ChannelAdvisor generated a net loss of $4.9 million last year, compared with a loss of $3.9 million in 2011 and $4.7 million in 2010. Revenue rose to $54 million in 2012, up from $44 million in 2011 and $37 million in 2010, according to the company’s SEC filings.

The IPO raised more than $80 million and the Morrisville, North Carolina-based company, whose competitors include Mercent, plans to use the proceeds to expand outside North America and build its sales and marketing capabilities.

North America accounts for most online consumer spending currently, however Forrester expects the region to account for about a third of the global total in the future as other countries grow faster.

“We would love to be a truly global company and be a reflection of the truly global nature of e-commerce,” Wingo said.
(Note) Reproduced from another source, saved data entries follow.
PR #447, opened 2023-08-07
chore: Enable `v1beta1/NodeClaim` conversion in consistency controller

jonathan-innis:
Fixes #N/A 

**Description**

This PR starts staging out the changes for `v1beta1` to be supported across all controllers. It adds conversion for `v1alpha5.Machine`s into `v1beta1.NodeClaim`s so that all Machines and NodeClaims are treated the same in-memory for the Consistency Controller to update the status for the `NodeClaim` and the `Machine`

`make presubmit`
`make apply`

### DIFF
--- a/pkg/controllers/controllers.go
+++ b/pkg/controllers/controllers.go
@@ -70,7 +70,7 @@ func NewControllers(
 		metricspod.NewController(kubeClient),
 		metricsprovisioner.NewController(kubeClient),
 		counter.NewProvisionerController(kubeClient, cluster),
-		consistency.NewController(clock, kubeClient, recorder, cloudProvider),
+		consistency.NewMachineController(clock, kubeClient, recorder, cloudProvider),
 		nodeclaimlifecycle.NewMachineController(clock, kubeClient, cloudProvider, recorder),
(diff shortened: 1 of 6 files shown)


pkg/controllers/controllers.go
```diff
@@ -70,7 +70,7 @@ func NewControllers(
 		metricspod.NewController(kubeClient),
 		metricsprovisioner.NewController(kubeClient),
 		counter.NewController(kubeClient, cluster),
-		consistency.NewController(clock, kubeClient, recorder, cloudProvider),
+		consistency.NewMachineController(clock, kubeClient, recorder, cloudProvider),
```
engedaam, line 73: Why are we not using `NewNodeClaimController`?

jonathan-innis: This would enforce that we have `NodeClaims` that are deployed and are shipped as part of the chart. That'll happen when we are ready to release the changes all together. For now, we are just staging out the changes and having it work with the older API version.

engedaam (dismissed):

engedaam (approved):

PR #448, opened 2023-08-08
chore: Enable `v1beta1/NodePool` conversion in counter controller

jonathan-innis:
Fixes #N/A 

**Description**

This PR starts staging out the changes for `v1beta1` to be supported across all controllers. It adds conversion for `v1alpha5.Provisioner`s into `v1beta1.NodePool`s so that all Provisioners and NodePools are treated the same in-memory for the Counter controller to update the status for the `NodePool` and the `Provisioner`.

`make presubmit`
`make apply`

### DIFF
--- a/pkg/controllers/counter/controller.go
+++ b/pkg/controllers/counter/controller.go
@@ -18,13 +18,16 @@ import (
 	"context"
 	"time"
 
+	"github.com/samber/lo"
 	"k8s.io/apimachinery/pkg/api/equality"
 	"k8s.io/apimachinery/pkg/api/resource"
 
 	"github.com/aws/karpenter-core/pkg/apis/v1alpha5"
+	"github.com/aws/karpenter-core/pkg/apis/v1beta1"
 	"github.com/aws/karpenter-core/pkg/controllers/state"
 	corecontroller "github.com/aws/karpenter-core/pkg/operator/controller"
 	"github.com/aws/karpenter-core/pkg/utils/functional"
+	nodepoolutil "github.com/aws/karpenter-core/pkg/utils/nodepool"
 
 	v1 "k8s.io/api/core/v1"
 	"k8s.io/apimachinery/pkg/types"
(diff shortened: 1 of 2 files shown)


pkg/controllers/counter/controller.go
```diff
@@ -39,46 +42,40 @@ import (
...
-var _ corecontroller.TypedController[*v1alpha5.Provisioner] = (*Controller)(nil)
-
 // Controller for the resource
 type Controller struct {
 	kubeClient client.Client
 	cluster    *state.Cluster
 }
 
 // NewController is a constructor
-func NewController(kubeClient client.Client, cluster *state.Cluster) corecontroller.Controller {
```
engedaam, line 51: What do you think about combining this controller with the provisioner controller?

pkg/controllers/counter/controller.go
```diff
@@ -89,15 +86,67 @@ func (c *Controller) resourceCountsFor(provisionerName string) v1.ResourceList {
...
 	})
 	return functional.FilterMap(res, func(_ v1.ResourceName, v resource.Quantity) bool { return !v.IsZero() })
 }
 
-func (c *Controller) Builder(_ context.Context, m manager.Manager) corecontroller.Builder {
+type NodePoolController struct {
+	*Controller
+}
+
+func NewNodePoolController(kubeClient client.Client, cluster *state.Cluster) corecontroller.Controller {
```
engedaam, line 101: Do we need to update the static drift annotation for nodepools?

pkg/controllers/counter/controller.go
jonathan-innis: We _should_ do that but I think that change should be in a separate PR

pkg/controllers/counter/controller.go
jonathan-innis: Yep, we need to update the drift annotation. We'll have that change in a separate PR

engedaam (approved):

PR #449, opened 2023-08-08
fix: add pod overhead into pod resources calculation

tzneal:
Fixes https://github.com/aws/karpenter/issues/4392

**Description**

add pod overhead into pod resources calculation

Unit testing and with the example pod in the issue.

Before change

```
karpenter-58d6968796-6mnj6 controller 2023-08-08T13:38:36.847Z	INFO	controller.provisioner	created machine	{"commit": "3f1bce4", "provisioner": "default", "requests": {"cpu":"185m","memory":"240Mi","pods":"5"}, "instance-types": "c3.2xlarge, c3.large, c3.xlarge, c4.2xlarge, c4.large and 95 other(s)"}
```

After change

```

karpenter-9d8787b9c-5pbpl controller 2023-08-08T13:43:24.686Z	ERROR	controller.provisioner	Could not schedule pod, incompatible with provisioner "default", daemonset overhead={"cpu":"185m","memory":"240Mi","pods":"4"}, no instance type satisfied resources {"cpu":"24185m","memory":"240Mi","pods":"5"} and requirements karpenter.k8s.aws/instance-category In [c m r], karpenter.k8s.aws/instance-generation Exists >2, karpenter.k8s.aws/instance-size In [2xlarge 4xlarge large medium xlarge], karpenter.sh/capacity-type In [on-demand], karpenter.sh/provisioner-name In [default], kubernetes.io/arch In [amd64] (no instance type which had enough resources and the required offering met the scheduling requirements)	{"commit": "3f1bce4", "pod": "default/trouble-5bd94c6d68-qktjc"}

```

### DIFF
--- a/pkg/utils/resources/resources.go
+++ b/pkg/utils/resources/resources.go
@@ -97,12 +97,15 @@ func Subtract(lhs, rhs v1.ResourceList) v1.ResourceList {
 func Ceiling(pod *v1.Pod) v1.ResourceRequirements {
 	var resources v1.ResourceRequirements
 	for _, container := range pod.Spec.Containers {
-		resources.Requests = Merge(resources.Requests, MergeResourceLimitsIntoRequests(container))
-		resources.Limits = Merge(resources.Limits, container.Resources.Limits)
+		resources.Requests = MergeInto(resources.Requests, MergeResourceLimitsIntoRequests(container))
+		resources.Limits = MergeInto(resources.Limits, container.Resources.Limits)
 	}
 	for _, container := range pod.Spec.InitContainers {
 		resources.Requests = MaxResources(resources.Requests, MergeResourceLimitsIntoRequests(container))
 		resources.Limits = MaxResources(resources.Limits, container.Resources.Limits)
+	}
+	if pod.Spec.Overhead != nil {
+		resources.Requests = MergeInto(resources.Requests, pod.Spec.Overhead)
 	}
 	return resources
 }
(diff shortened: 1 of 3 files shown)


pkg/utils/resources/resources.go
```diff
@@ -97,13 +97,16 @@ func Subtract(lhs, rhs v1.ResourceList) v1.ResourceList {
...
-		resources.Limits = Merge(resources.Limits, container.Resources.Limits)
+		resources.Requests = MergeInto(resources.Requests, MergeResourceLimitsIntoRequests(container))
+		resources.Limits = MergeInto(resources.Limits, container.Resources.Limits)
 	}
 	for _, container := range pod.Spec.InitContainers {
 		resources.Requests = MaxResources(resources.Requests, MergeResourceLimitsIntoRequests(container))
 		resources.Limits = MaxResources(resources.Limits, container.Resources.Limits)
 	}
+	if pod.Spec.Overhead != nil {
+		resources.Requests = MergeInto(resources.Requests, pod.Spec.Overhead)
```
jonathan-innis, line 108: Do we need the `nil` check or can we always merge the overhead into the requests even if it's `nil`?

jonathan-innis (approved):
LGTM, one question/nit

pkg/utils/resources/resources.go
tzneal: Yeah, we could skip it and it would still work. I like the explicit check, you don't ever need to worry about MergeInto changing in some way that makes it no longer valid to pass a nil, but it could go either way.

PR #450, opened 2023-08-08
fix: resolve issue interpreting preferred node affinities

tzneal:
Fixes #N/A 

**Description**

We were treating preferred node affinities as required for topology spread purposes. This would cause us to incorrectly restrict the pod's domains to only ones that were acceptable per the preference.  In some cases, this can lead to pods remaining pending as we assume a pod will schedule to an existing node, but it won't due to a required topology spread and our incorrect restriction.

Unit test


ellistarn (approved):

jonathan-innis (approved):
LGTM 🚀

PR #456, opened 2023-08-09
chore: debug log when we add requirements due to volumes

tzneal:
Fixes #N/A 

**Description**

These can affect scheduling decisions and make it difficult to debug why pods aren't scheduling.  With this change, the new requirements are logged and it should become easier to diagnose incompatibility between volumes and pod requirements. Currently this creates an empty set requirement and the pod just fails to schedule.

Unit testing and observed the new log.

```
DEBUG	scheduling/volumetopology.go:74	adding requirements derived from pod volumes, [{topology.kubernetes.io/zone In [test-zone-2 test-zone-3]}]	{"pod": "default/facegarnet-49-9jvxmqcv0v"}
```


thomaschaaf:
Wow great that you added this so quickly!

PR #458, opened 2023-08-09
fix: ignore permanently pending pods during consolidation

### LINKED ISSUE #457: Karpenter is unable to consolidate when a pod is permanently stuck in Pending
### Description

**Observed Behavior**:
When a pod is stuck permanently in Pending, (pod will never match any node due to some error), Karpenter is unable to consolidate any nodes. This seems to be because during simulation https://github.com/aws/karpenter-core/blob/dca87d6ed6e8b4ed2459458508c2efa9287aa183/pkg/controllers/deprovisioning/helpers.go#L69C20-L69C20 when it performs getPendingPods, https://github.com/aws/karpenter-core/blob/dca87d6ed6e8b4ed2459458508c2efa9287aa183/pkg/controllers/provisioning/provisioner.go#L154, to determine if all pods will be able land in all nodes minus the nodes being consolidated the permanently stuck pod will cause the simulation to fail 

**Expected Behavior**:
I don't believe we should get stuck on consolidation if there is an erroneous pending pod.

Introduce a pod with node selector that doesn't match any nodes. Attempt to drain pods from cluster such that Karpenter would consolidate. 

**Versions**:
Karpenter v0.29.2

tzneal:
Fixes #457

**Description**

We still consider pending pods for scheduling calculation purposes, but if a pod was pending before scheduling, we don't let the fact that we can't schedule it prevent consolidation. This ensures that permanently pending pods won't block consolidation.

### DIFF
--- a/pkg/controllers/provisioning/scheduling/scheduler.go
+++ b/pkg/controllers/provisioning/scheduling/scheduler.go
@@ -32,6 +32,7 @@ import (
 	"github.com/aws/karpenter-core/pkg/controllers/state"
 	"github.com/aws/karpenter-core/pkg/events"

ChannelAdvisor does not help companies sell through online marketplaces run by Alibaba, the Chinese e-commerce leader. However, Wingo said that may change.

“So far, we’ve done everything not to sell our software into China,” Wingo said. “But it’s interesting to us. Alibaba is bigger than eBay and Amazon combined.”

Investment firms Kodiak Venture Partners, Advance Technology Ventures and New Enterprise Associates own 47.5 percent of ChannelAdvisor after the offering.

Last week, data analysis software maker Tableau Software saw its shares jump as much as 68 percent in its trading debut on rising interest in big data. Shares of business software companies such as Workday, Guidewire Software and ServiceNow are also trading well above their IPO prices.

Enterprise companies, which sell software and services to businesses rather than individuals, have risen 37 percent, on average, in the two years since their IPOs, compared with 13 percent for consumer companies, according to market data firm Ipreo.

The companies are being buoyed by new technologies like mobile and cloud computing, trends that are creating tremendous business opportunities for young enterprise firms, investors say, leading them to grab market share from incumbents like Oracle (ORCL) and SAP.

One of the biggest reasons for the enthusiasm involves cloud services, which run on off-site, rented computer servers rather than owned hardware on-premise — and the ensuing savings and flexibility.

Goldman Sachs and Stifel Nicolaus are the lead underwriters on the offering.